Warum nicht gleich in PHP? Gibt ne super Klasse von Dennis Wronka in der Tutorials-Sektion für das Filelisting.


----------



## Dirk99 (11. August 2006)

@deepthroat
Danke, werde ich mal testen.

@schoko
Ganz einfach. Wie oben erwähnt soll das ganze auf nem lokalen PC laufen. Da gibt es meist kein php.


----------



## Dirk99 (11. August 2006)

Das klappt ja ganz gut! Jetzt kann ich aus einem festen Verzeichnis alle Dateien auslesen und auf eine Website auf meinem lokalen Rechner anzeigen lassen.
Aber was, wenn ich die Dateien in einem Unterverzeichnis relativ zu der html-Datei auslesen möchte? Wie kann ich das Verzeichnis ermitteln, in dem die html-Datei liegt?
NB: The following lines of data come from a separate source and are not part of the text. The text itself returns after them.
PR #4622, opened 2023-01-18
Add power monitors

### LINKED ISSUE #4585: Domain diagnostics: add power monitors
# Feature request:

### Component:

- [x] Code
- [ ] Documentation
- [ ] Build system
- [ ] Continuous integration

### Desired feature:

- [ ] Enable spectre to output power monitor spectra

guilara:
## Proposed changes

Add a function that return and array of power monitors in each dimension and the corresponding python bindings and unit tests.

### Code review checklist

  Then open `index.html`.
  `new feature` if appropriate.

### DIFF
--- a/src/NumericalAlgorithms/LinearOperators/PowerMonitors.cpp
+++ b/src/NumericalAlgorithms/LinearOperators/PowerMonitors.cpp
@@ -1,0 +1,72 @@
+// Distributed under the MIT License.
+// See LICENSE.txt for details.
+
+#include "NumericalAlgorithms/LinearOperators/PowerMonitors.hpp"
+
+#include <array>
+#include <cmath>
+
+#include "DataStructures/DataVector.hpp"
+#include "DataStructures/ModalVector.hpp"
+#include "DataStructures/SliceIterator.hpp"
+#include "NumericalAlgorithms/LinearOperators/CoefficientTransforms.hpp"
+#include "NumericalAlgorithms/Spectral/Mesh.hpp"
+#include "Utilities/ConstantExpressions.hpp"
+#include "Utilities/GenerateInstantiations.hpp"
+#include "Utilities/Gsl.hpp"
+
+namespace PowerMonitors {
+
+template <size_t Dim>
+void power_monitors(const gsl::not_null<std::array<DataVector, Dim>*> result,
+                const DataVector& input_data_vector, const Mesh<Dim>& mesh) {
+  // Get modal coefficients
+  const ModalVector modal_coefficients =
+      to_modal_coefficients(input_data_vector, mesh);
+
+  double slice_sum = 0.0;
+  size_t n_slice = 0;
+  size_t n_stripe = 0;
+  for (size_t sliced_dim = 0; sliced_dim < Dim; ++sliced_dim) {
+    n_slice = mesh.extents().slice_away(sliced_dim).product();
+    n_stripe = mesh.extents(sliced_dim);
+
+    gsl::at(*result, sliced_dim).destructive_resize(n_stripe);
+
+    for (size_t index = 0; index < n_stripe; ++index) {
+      slice_sum = 0.0;
+      for (SliceIterator si(mesh.extents(), sliced_dim, index); si; ++si) {
+        slice_sum += square(modal_coefficients[si.volume_offset()]);
+      }
+      slice_sum /= n_slice;
+      slice_sum = sqrt(slice_sum);
+
+      gsl::at(*result, sliced_dim)[index] = slice_sum;
+    }
+  }
+}
+
+template <size_t Dim>
+std::array<DataVector, Dim> power_monitors(
+    const DataVector& input_data_vector, const Mesh<Dim>& mesh) {
+  std::array<DataVector, Dim> result{};
+  power_monitors(make_not_null(&result), input_data_vector, mesh);
+  return result;
+}
+
+}  // namespace PowerMonitors
+
+#define DIM(data) BOOST_PP_TUPLE_ELEM(0, data)
+
+#define INSTANTIATE(_, data)                                                   \
+  template std::array<DataVector, DIM(data)>                                   \
+  PowerMonitors::power_monitors(const DataVector& input_data_vector,           \
+                                     const Mesh<DIM(data)>& mesh);             \
+  template void PowerMonitors::power_monitors(                                 \
+    const gsl::not_null<std::array<DataVector, DIM(data)>*> result,            \
+    const DataVector& input_data_vector, const Mesh<DIM(data)>& mesh);
+
+GENERATE_INSTANTIATIONS(INSTANTIATE, (1, 2, 3))
+
+#undef INSTANTIATE
+#undef DIM
--- a/src/NumericalAlgorithms/LinearOperators/PowerMonitors.hpp
+++ b/src/NumericalAlgorithms/LinearOperators/PowerMonitors.hpp
@@ -1,0 +1,48 @@
+// Distributed under the MIT License.
+// See LICENSE.txt for details.
+
+#pragma once
+
+#include <array>
+#include <cstddef>
+
+#include "NumericalAlgorithms/Spectral/Mesh.hpp"
+#include "Utilities/Gsl.hpp"
+#include "Utilities/TMPL.hpp"
+
+/// \cond
+class DataVector;
+/// \endcond
+
+/*!
+ * \brief Items for assessing truncation error in spectral methods.
+ */
+namespace PowerMonitors {
+
+/// @{
+/*!
+ * \ingroup SpectralGroup
+ * \brief Returns array of power monitors in each spatial dimension.
+ *
+ * Computed following Sec. 5.1 of Ref. \cite Szilagyi2014fna.
+ * For example, in the x dimension (indexed by \f$ k_0 \f$), we compute
+ *
+ * \f{align*}{
+ *  P_{k_0}[\psi] = \sqrt{ \frac{1}{N_1 N_2}
+ *   \sum_{k_1,k_2} \left| C_{k_0,k_1,k_2} \right|^2} ,
+ * \f}
+ *
+ * where \f$ C_{k_0,k_1,k_2}\f$ are the modal coefficients
+ * of variable \f$ \psi \f$.
+ *
+ */
+template <size_t Dim>
+void power_monitors(gsl::not_null<std::array<DataVector, Dim>*> result,
+                    const DataVector& input_data_vector, const Mesh<Dim>& mesh);
+
+template <size_t Dim>
+std::array<DataVector, Dim> power_monitors(const DataVector& input_data_vector,
+                                           const Mesh<Dim>& mesh);
+/// @}
+
+}  // namespace PowerMonitors
--- a/src/NumericalAlgorithms/LinearOperators/Python/PowerMonitors.cpp
+++ b/src/NumericalAlgorithms/LinearOperators/Python/PowerMonitors.cpp
@@ -1,0 +1,33 @@
+// Distributed under the MIT License.
+// See LICENSE.txt for details.
+
+#include "NumericalAlgorithms/LinearOperators/Python/PowerMonitors.hpp"
+
+#include <pybind11/pybind11.h>
+#include <pybind11/stl.h>
+
+#include "DataStructures/DataVector.hpp"
+#include "NumericalAlgorithms/LinearOperators/PowerMonitors.hpp"
+#include "NumericalAlgorithms/Spectral/Mesh.hpp"
+
+namespace py = pybind11;
+
+namespace PowerMonitors::py_bindings {
+
+namespace {
+template <size_t Dim>
+void bind_power_monitors_impl(py::module& m) {  // NOLINT
+  m.def("power_monitors",
+        py::overload_cast<const DataVector&, const Mesh<Dim>&> (
+          &power_monitors<Dim>),
+        py::arg("input_data_vector"), py::arg("mesh"));
+}
+}  // namespace
+
+void bind_power_monitors(py::module& m) {
+  bind_power_monitors_impl<1>(m);
+  bind_power_monitors_impl<2>(m);
+  bind_power_monitors_impl<3>(m);
+}
+
+}  // namespace PowerMonitors::py_bindings
--- a/tests/Unit/NumericalAlgorithms/LinearOperators/Python/Test_PowerMonitors.py
+++ b/tests/Unit/NumericalAlgorithms/LinearOperators/Python/Test_PowerMonitors.py
@@ -1,0 +1,41 @@
+#Distributed under the MIT License.
+#See LICENSE.txt for details.
+
+from spectre.NumericalAlgorithms.LinearOperators import power_monitors
+from spectre.Spectral import (Mesh2D, Basis, Quadrature)
+from spectre.DataStructures import DataVector
+
+import numpy as np
+import unittest
+
+
+class TestPowerMonitors(unittest.TestCase):
+    # Check the case for a constant function where the power monitors
+    # should be given by the first basis function
+    def test_power_monitors(self):
+        num_points_per_dimension = 4
+
+        extent = num_points_per_dimension
+        basis = Basis.Legendre
+        quadrature = Quadrature.GaussLobatto
+        mesh = Mesh2D(extent, basis, quadrature)
+
+        np_vec = np.ones(mesh.number_of_grid_points())
+        test_vec = DataVector(np_vec)
+
+        test_array = power_monitors(test_vec, mesh)
+        np_test_array = np.asarray(test_array)
+
+        check_vec_0 = np.zeros(num_points_per_dimension)
+        check_vec_0[0] = 1.0 / np.sqrt(num_points_per_dimension)
+
+        check_vec_1 = np.zeros(num_points_per_dimension)
+        check_vec_1[0] = 1.0 / np.sqrt(num_points_per_dimension)
+
+        np_check_array = np.array([check_vec_0, check_vec_1])
+
+        np.testing.assert_allclose(np_test_array, np_check_array, 1e-12, 1e-12)
+
+
+if __name__ == '__main__':
+    unittest.main()
--- a/tests/Unit/NumericalAlgorithms/LinearOperators/Test_PowerMonitors.cpp
+++ b/tests/Unit/NumericalAlgorithms/LinearOperators/Test_PowerMonitors.cpp
@@ -1,0 +1,101 @@
+// Distributed under the MIT License.
+// See LICENSE.txt for details.
+
+// \file
+// Tests of power monitors.
+
+#include "Framework/TestingFramework.hpp"
+
+#include <array>
+#include <cmath>
+#include <cstddef>
+
+#include "DataStructures/DataVector.hpp"
+#include "DataStructures/Tensor/Tensor.hpp"
+#include "Framework/TestCreation.hpp"
+#include "NumericalAlgorithms/LinearOperators/PowerMonitors.hpp"
+#include "NumericalAlgorithms/Spectral/LogicalCoordinates.hpp"
+#include "NumericalAlgorithms/Spectral/Mesh.hpp"
+#include "NumericalAlgorithms/Spectral/Spectral.hpp"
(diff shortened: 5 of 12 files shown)


src/NumericalAlgorithms/LinearOperators/PowerMonitors.hpp
```diff
@@ -0,0 +1,53 @@
...
+#include "NumericalAlgorithms/Spectral/Mesh.hpp"
+#include "Utilities/Gsl.hpp"
+#include "Utilities/TMPL.hpp"
+
+/// \cond
+class DataVector;
+namespace gsl {
+template <typename T>
+class not_null;
+}  // namespace gsl
```
nilsvu: Delete this forward declaration (it's unused).

docs/GroupDefs.hpp
```diff
@@ -588,6 +588,11 @@
  * \brief Classes and functions useful for performance optimizations.
  */
 
+/*!
+ * \defgroup PowerMonitorsGroup Power Monitors
+ * \brief Functions to assess truncation error in spectral methods.
+ */
```
nilsvu: I think we don't need this group, the documentation on the namespace is enough.

src/NumericalAlgorithms/LinearOperators/PowerMonitors.hpp
```diff
@@ -0,0 +1,53 @@
...
+/// \endcond
+
+/*!
+ * \brief Items for assessing truncation error in spectral methods.
+ */
+namespace PowerMonitors {
+
+/// @{
+/*!
+ * \ingroup PowerMonitorsGroup
```
nilsvu: delete this line too when you delete the group

src/NumericalAlgorithms/LinearOperators/PowerMonitors.hpp
```diff
@@ -0,0 +1,53 @@
...
+ * \brief Returns array of power monitors in each spatial dimension.
+ *
+ * The are computed following Sec. 5.1 of Ref. \cite Szilagyi2014fna.
```
nilsvu: Sentence missing "power monitors", or did you mean to write "They"?

src/NumericalAlgorithms/LinearOperators/PowerMonitors.hpp
```diff
@@ -0,0 +1,53 @@
...
+ *  P_{k_0}[\psi] = \sqrt{ \frac{1}{N_1 N_2}
+ *   \sum_{k_1,k_2} \left| C_{k_0,k_1,k_2} \right|^2} ,
+ * \f}
+ *
+ * where \f$ C_{k_0,k_1,k_2}\f$ are the modal coefficients
+ * of variable \f$ \psi \f$.
+ *
+ */
+template <size_t Dim>
+std::array<DataVector, Dim> power_monitor_array(const DataVector&,
```
nilsvu: Please name this function just `power_monitors`.

src/NumericalAlgorithms/LinearOperators/PowerMonitors.hpp
```diff
@@ -0,0 +1,53 @@
...
+#include <string>
+
+#include "DataStructures/DataBox/Prefixes.hpp"
+#include "DataStructures/DataBox/Tag.hpp"
+#include "DataStructures/Tensor/TypeAliases.hpp"
+#include "Domain/Tags.hpp"
+#include "Evolution/Systems/ScalarWave/Tags.hpp"
+#include "NumericalAlgorithms/Spectral/Mesh.hpp"
+#include "Utilities/Gsl.hpp"
+#include "Utilities/TMPL.hpp"
```
nilsvu, line 11: Please check the includes, you don't need all these. Only Gsl, Mesh, and cstddef. Also add `<array>`.

Also check the includes in the cpp file please.

src/NumericalAlgorithms/LinearOperators/PowerMonitors.hpp
```diff
@@ -0,0 +1,53 @@
...
+ *   \sum_{k_1,k_2} \left| C_{k_0,k_1,k_2} \right|^2} ,
+ * \f}
+ *
+ * where \f$ C_{k_0,k_1,k_2}\f$ are the modal coefficients
+ * of variable \f$ \psi \f$.
+ *
+ */
+template <size_t Dim>
+std::array<DataVector, Dim> power_monitor_array(const DataVector&,
+                                                const Mesh<Dim>&);
```
nilsvu: Please add argument names to the function arguments (they must be the same as in the cpp file or one of the automatic checks will complain).

src/NumericalAlgorithms/LinearOperators/PowerMonitors.cpp
```diff
@@ -0,0 +1,78 @@
...
+    for (size_t index = 0; index < n_stripe; ++index) {
+      slice_sum = 0.0;
+      // We might want to move SliceIterator to the middle loop
+      for (SliceIterator si(mesh.extents(), sliced_dim, index); si; ++si) {
+        slice_sum += square(modal_coefficients[si.volume_offset()]);
+      }
+      slice_sum /= n_slice;
+      slice_sum = sqrt(slice_sum);
+
+      gsl::at(result, sliced_dim).data()[index] = slice_sum;
```
nilsvu: just `gsl::at(result, sliced_dim)[index]` (no need to access `.data()`)

src/NumericalAlgorithms/LinearOperators/PowerMonitors.cpp
```diff
@@ -0,0 +1,78 @@
...
+
+      if (index >= gsl::at(result, sliced_dim).size()) {
+        Parallel::printf("Error in index of DataVector in array \n");
+      }
```
nilsvu: Delete this, it should never happen because of the `destructive_resize` above. If you want to write consistency checks like this use `ASSERT` from `Utilities/ErrorHandling/Assert.hpp`. Such asserts run only in Debug builds and get optimized away in Release builds.

src/NumericalAlgorithms/LinearOperators/PowerMonitors.hpp
nilsvu: Please add a second overload of this function that "returns by reference". That means it returns `void` but takes a `gsl::not_null<std::array<DataVector, Dim>*>` as first argument. It writes directly into this output buffer so we can write into existing memory. Like this:

```cpp
void power_monitors(gsl::not_null<std::array<DataVector, Dim>*> result,
    const DataVector& input_data, const Mesh<Dim>& mesh);
```

In the existing "return by value" function you can just forward to the "return by reference" overload:

```cpp
std::array<DataVector, Dim> power_monitor_array(const DataVector& input_data, const Mesh<Dim>& mesh) {
  std::array<DataVector, Dim> result{};
  power_monitors(make_not_null(&result), input_data, mesh);
  return result;
}
```

You can find many examples of this pattern in the code, e.g. in `IndefiniteIntegral.*pp`.

In the Python bindings you'll have to disambiguate between the two overloads. Just search for `py::overload_cast` in the code.

src/NumericalAlgorithms/LinearOperators/PowerMonitors.cpp
```diff
@@ -0,0 +1,78 @@
...
+  size_t n_stripe = 0;
+  for (size_t sliced_dim = 0; sliced_dim < Dim; ++sliced_dim) {
+    n_slice = mesh.extents().slice_away(sliced_dim).product();
+    n_stripe = mesh.extents(sliced_dim);
+
+    gsl::at(result, sliced_dim).destructive_resize(n_stripe);
+
+    for (size_t index = 0; index < n_stripe; ++index) {
+      slice_sum = 0.0;
+      // We might want to move SliceIterator to the middle loop
```
nilsvu: Is that possible or useful? Else just delete the comment.

src/NumericalAlgorithms/LinearOperators/Python/PowerMonitors.cpp
```diff
@@ -0,0 +1,41 @@
...
+
+#include "DataStructures/DataVector.hpp"
+#include "NumericalAlgorithms/LinearOperators/PowerMonitors.hpp"
+#include "NumericalAlgorithms/Spectral/Mesh.hpp"
+
+namespace py = pybind11;
+
+namespace PowerMonitors::py_bindings {
+
+void bind_power_monitor_array(py::module& m) {
```
nilsvu: It's easier to define a function templated on `Dim` like `bind_power_monitors_impl<Dim>` and just call it three times in `bind_power_monitors`. See `Spectral/Python/LogicalCoordinates.cpp` for an example.

src/NumericalAlgorithms/LinearOperators/Python/PowerMonitors.cpp
```diff
@@ -0,0 +1,41 @@
...
+  m.def(
+      "power_monitor_array",
+      [](const DataVector& input_data_vector, const Mesh<1>& mesh) {
+        return PowerMonitors::power_monitor_array(input_data_vector, mesh);
+      },
```
nilsvu: You don't need to wrap this in a lambda function. Just write `&power_monitors<Dim>`. When you have the two overloads, write `py::overload_cast<const DataVector&, const Mesh<Dim>&>(&power_monitors<Dim>)`.

src/NumericalAlgorithms/LinearOperators/Python/PowerMonitors.cpp
```diff
@@ -0,0 +1,41 @@
...
+      py::arg("DataVector"), py::arg("mesh"), py::return_value_policy::copy,
```
nilsvu: - Please name these arguments exactly like the arguments in C++.
- You can delete the `return_value_policy` I think (or did you need it for something?)
- You can also delete the docstring, because people can just look at the C++ function for documentation.

tests/Unit/NumericalAlgorithms/LinearOperators/Python/Test_PowerMonitors.py
```diff
@@ -0,0 +1,41 @@
...
+
+import numpy as np
+import unittest
+
+
+class TestPowerMonitors(unittest.TestCase):
+    # Check the case for a constant function where the power monitors
+    # should be given by the first basis function
+    def test_power_monitor_array(self):
+        elements_per_dimension = 4
```
nilsvu: Name this maybe `num_points`. The word "element" means a finite-element cell in our code, which has a grid of points.

tests/Unit/NumericalAlgorithms/LinearOperators/Test_PowerMonitors.cpp
```diff
@@ -0,0 +1,116 @@
...
+  // We test against this array
+  const std::array<DataVector, 2> check_power_monitor_array{
+      check_data_vector_x, check_data_vector_y};
+
+  CHECK_ITERABLE_APPROX(test_power_monitor_array, check_power_monitor_array);
+}
+
+void test_power_monitor_array() {
+  test_power_monitor_array_impl();
+  test_power_monitor_array_second_impl();
```
nilsvu: just move these into the `SPECTRE_TEST_CASE` below, no need for the extra function.

tests/Unit/NumericalAlgorithms/LinearOperators/Test_PowerMonitors.cpp
```diff
@@ -0,0 +1,116 @@
...
+  size_t number_of_points_per_dimension = 4;
+
+  const Mesh<2_st> mesh{number_of_points_per_dimension,
+                        Spectral::Basis::Legendre,
+                        Spectral::Quadrature::GaussLobatto};
+
+  const auto logical_coords = logical_coordinates(mesh);
+  DataVector u_nodal_expected(mesh.number_of_grid_points(), 0.0);
+
+  // Build a test function containing only one Legendre basis function
```
nilsvu, line 59: ... per dimension

tests/Unit/NumericalAlgorithms/LinearOperators/Test_PowerMonitors.cpp
```diff
@@ -0,0 +1,116 @@
...
+  size_t x_mode = 0;
+  size_t y_mode = 1;
+  std::vector<std::array<size_t, 2>> coeffs_to_include = {{x_mode, y_mode}};
+  auto coeff = coeffs_to_include[0];
+
+  DataVector basis_function =
+      basis_factor *
+      Spectral::compute_basis_function_value<Spectral::Basis::Legendre>(
+          coeff[0], get<0>(logical_coords));
+  for (size_t dim = 1; dim < 2; ++dim) {
```
nilsvu: Begin at dim = 0 and modify `u_nodal_expected` directly? That would simplify this code quite a bit. Also name just `u_nodal` because "expected" usually means the thing you compare to.

tests/Unit/NumericalAlgorithms/LinearOperators/Test_PowerMonitors.cpp
```diff
@@ -0,0 +1,116 @@
...
+
+  const auto logical_coords = logical_coordinates(mesh);
+  DataVector u_nodal_expected(mesh.number_of_grid_points(), 0.0);
+
+  // Build a test function containing only one Legendre basis function
+  double basis_factor = 1.0;
+  size_t x_mode = 0;
+  size_t y_mode = 1;
+  std::vector<std::array<size_t, 2>> coeffs_to_include = {{x_mode, y_mode}};
+  auto coeff = coeffs_to_include[0];
```
nilsvu: Remove the outer std::vector?

tests/Unit/NumericalAlgorithms/LinearOperators/Test_PowerMonitors.cpp
```diff
@@ -0,0 +1,116 @@
...
+
+  const Mesh<2_st> mesh{number_of_points_per_dimension,
+                        Spectral::Basis::Legendre,
+                        Spectral::Quadrature::GaussLobatto};
+
+  const auto logical_coords = logical_coordinates(mesh);
+  DataVector u_nodal_expected(mesh.number_of_grid_points(), 0.0);
+
+  // Build a test function containing only one Legendre basis function
+  double basis_factor = 1.0;
```
nilsvu: delete?

tests/Unit/NumericalAlgorithms/LinearOperators/Test_PowerMonitors.cpp
```diff
@@ -0,0 +1,116 @@
...
+      DataVector{number_of_points_per_dimension, 0.0};
+  check_data_vector_x[x_mode] = 1.0 / sqrt(number_of_points_per_dimension);
+
+  // In the y direction
+  DataVector check_data_vector_y =
+      DataVector{number_of_points_per_dimension, 0.0};
+  check_data_vector_y[y_mode] = 1.0 / sqrt(number_of_points_per_dimension);
+
+  // We test against this array
+  const std::array<DataVector, 2> check_power_monitor_array{
```
nilsvu: (this would be the "expected")

nilsvu (changes requested):
The implementation and tests look great! Thanks for implementing this. I have a bunch of comments on formal stuff. Usually we ask people to make changes in separate commits prefixed with "fixup" and push them, so it's easier to see what changed. However, in this case please feel free to squash everything down to a single commit (all commits you have here and any changes), because it's quite short. You'll have to force-push to this branch.

docs/GroupDefs.hpp
nilsdeppe: If we have a `Spectral`-ish group we could park it there. Or something like `NumericalAlgorithmsGroup` if that exists. I agree, this shouldn't have its own group.

src/NumericalAlgorithms/LinearOperators/PowerMonitors.hpp
```diff
@@ -0,0 +1,48 @@
...
+ *  P_{k_0}[\psi] = \sqrt{ \frac{1}{N_1 N_2}
+ *   \sum_{k_1,k_2} \left| C_{k_0,k_1,k_2} \right|^2} ,
+ * \f}
+ *
+ * where \f$ C_{k_0,k_1,k_2}\f$ are the modal coefficients
+ * of variable \f$ \psi \f$.
+ *
+ */
+template <size_t Dim>
+std::array<DataVector, Dim> power_monitors(const DataVector&, const Mesh<Dim>&);
```
nilsdeppe: Can we have a `not_null` implementation of this? I'm worried that with AMR usage this will end up allocating way too often (with GH it would be 150 allocations per AMR call, which is about 150x too many)

nilsvu: Yep here's my comment about that above: https://github.com/sxs-collaboration/spectre/pull/4622#discussion_r1073872567

guilara:
Hi @nilsvu and @nilsdeppe. Thank you for your comments and the thorough review. I've made the requested changes.

docs/GroupDefs.hpp
guilara: I'll put it in Spectral for now. Let me know if you change your mind.

src/NumericalAlgorithms/LinearOperators/PowerMonitors.cpp
```diff
@@ -0,0 +1,72 @@
...
+#include "NumericalAlgorithms/LinearOperators/CoefficientTransforms.hpp"
+#include "NumericalAlgorithms/Spectral/Mesh.hpp"
+#include "Utilities/ConstantExpressions.hpp"
+#include "Utilities/GenerateInstantiations.hpp"
+#include "Utilities/Gsl.hpp"
+
+namespace PowerMonitors {
+
+template <size_t Dim>
+void power_monitors(gsl::not_null<std::array<DataVector, Dim>*> result,
```
nilsvu: Add `const` before `gsl::not_null` (only here, not in the hpp). The reason is that the variable `result` is const in this implementation, it always holds the pointer that was passed in (although the contents of the pointer get modified).

src/NumericalAlgorithms/LinearOperators/PowerMonitors.hpp
```diff
@@ -0,0 +1,48 @@
...
+ * \f}
+ *
+ * where \f$ C_{k_0,k_1,k_2}\f$ are the modal coefficients
+ * of variable \f$ \psi \f$.
+ *
+ */
+template <size_t Dim>
+void power_monitors(gsl::not_null<std::array<DataVector, Dim>*> result,
+                    const DataVector& input_data_vector, const Mesh<Dim>& mesh);
+/// @}
```
nilsvu: Move this a few lines down so it encloses both overloads. Then the docs apply to both.

src/NumericalAlgorithms/LinearOperators/Python/PowerMonitors.cpp
```diff
@@ -0,0 +1,34 @@
...
+namespace PowerMonitors::py_bindings {
+
+namespace {
+template <size_t Dim>
+void bind_power_monitors_impl(py::module& m) {  // NOLINT
+  m.def("power_monitors",
+        py::overload_cast<const DataVector&, const Mesh<Dim>&> (
+          &power_monitors<Dim>),
+        py::arg("input_data_vector"), py::arg("mesh"),
+        py::return_value_policy::copy);
```
nilsvu: Do you need this return value policy or can you just delete it?

nilsvu (changes requested):
Very nice! Only a couple of minor things.

For some reason GitHub shows a bunch of commits that aren't yours. Could you please rebase on the develop branch and make sure only your new commit sits on top of it? Also your previous commit names show up in the commit message at the moment, that's not particularly important but while you're rebasing why not clean that up.

src/NumericalAlgorithms/LinearOperators/Python/PowerMonitors.cpp
guilara: I remember having trouble with something related to this when I was making the plots in python. I'll remove if for now.

nilsvu: Ok, we can add this back if we encounter problems

nilsvu (approved):
Nice job 👍 Thanks for your work on this!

So sagen wie:
fso.GetAbsolutePathName("")
oder
Set WshShell = CreateObject("WScript.Shell")
document.write WshShell.CurrentDirectory
geben mir nur den Pfad zum Desktop aus.
Gibt es da eine Möglichkeit?

Grüße
Dirk


----------



## deepthroat (11. August 2006)

document.URL enthält die URL der aktuellen Datei. Da kannst du ja die einzelnen Teile auseinanderteilen.

Die URL mußt du mit unescape behandeln damit Sonderzeichen wieder zurückgewandelt werden.

Gruß


----------



## Dirk99 (12. August 2006)

Super! Das klappt vorzüglich!

Vielen Dank für die Hilfe!

Grüße
Dirk


----------